Traditional OC spray seems to be the better option in every way, especially because it can be had cheaply whereas the Byrna is almost $400. The CEO made the case that the Byrna pistol has the range to hit a target at sixty feet; but, that's a problem. You're not facing a non-lethal force threat at sixty feet. If your threat is sixty feet away, he's got a gun or a crossbow or some other lethal, projectile weapon. So, if you're shooting your Byrna pistol at somebody who is sixty feet away, you're either meeting deadly force with non-deadly force, or you're committing battery.

There have also been boasts by the company regarding the products sold to law enforcement. They've also coupled that boast with insistence that they don't want to replace guns.

Well, there's never been a high profile case of someone mistaking a gun for a taser and killing somebody, right? Kim Potter isn't still in recent memory, right?

As a civilian, since I don't walk around like I'm in a combat zone every day, there's no way that I would carry a Byrna on top of a gun for comfort and practical reasons in addition to all the others (it's hard enough to conceal my 1911 wearing jeans and a t-shirt). Even if I were to carry both, it's just an added possibility that I'll accidentally draw the wrong thing in the wrong situation. If it's an OC level threat, and I accidentally pull my gun and shoot him, I go to prison. If a guy is changing me with a knife or directly threatening me with a gun, and I pull a Byrna, I'm dead.

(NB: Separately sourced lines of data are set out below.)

PR #487, opened 2025-03-24
If user has an old version of NetworkX without Graph attribute use le…

Syres916:
…gacy Unfolder

Based on feedback from forum https://forum.freecad.org/viewtopic.php?p=817856#p817856 give user feedback to update NetworkX version.


shaise:
Thanks!!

Now, there most recent "brilliant product is supposed to be non-lethal rounds to be fired from 12 gauge shotguns. These are real 12 gauge shotguns, not Byrna guns that are designed to look real. So, no matter how you put it, to use this product is to point a real gun at somebody.

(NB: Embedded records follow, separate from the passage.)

PR #497, opened 2025-07-01
Add icons to top titles of TaskPanels

zokhasan:
Icons_TaskPanels

### DIFF
--- a/ExtrudedCutout.py
+++ b/ExtrudedCutout.py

How many people who own Remington or Mossberg shotguns haven't bought real buckshot or real slugs for their shotguns? What's the possibility that somebody might accidentally grab the wrong ammunition in the heat of the moment? After the whole Alec Balwin thing where someone, somehow, managed to put a real bullet into a gun that was only supposed to have dummy loads, how does it seem like a good idea to make this your non-lethal self-defense or home defense tool?

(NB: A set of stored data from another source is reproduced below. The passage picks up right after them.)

PR #498, opened 2025-07-04
Fix assign color for lines in UnfoldTaskPanel

zokhasan:
Fix assign color for Internal and Fold lines. A bug was caused that a color selected in UnfoldTaskPanel for Bend lines was assigned for Internal lines and vice versa.

fix_color_lines


shaise:
Nice catch! Thanks!

PR #500, opened 2025-07-06
Refactoring ExtrudedCutout.py

zokhasan:
Made the using of some if-statements more optimally, removed redundant checks for assigning the same variables.


shaise:
Thanks! I always like it when code can be aggregated.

Shotguns are rightly, generally associated with home defense. Castle doctrine is actually something that exists in all states. Still, even in Arizona, you can't kill somebody just because he's in your house and you don't want him there. In general, you've either got people intentionality breaking into your house to do god-knows-what -- in which case, deadly force is usually justified; or, you've got a drunk dude who stumbled into the wrong house -- in that case, you wouldn't even be justified shooting him with the Byrna ammo.

There comes a point where finding a middle ground is a useless endeavor. If I'm gonna pull anything that looks like a gun on anyone, it's going to be because that person is gonna try to kill me or someone I care about if I don't, and I'll be damn ready to take him out. If a guy is just trying to rough me up a bit to show off to his buddies, the OC may come out.

For me, and I think anyone who really thinks about self-defense for more than a couple of ticks off an old, analog clock, it's hard to imagine a situation where a Byrna product is the optimal resource.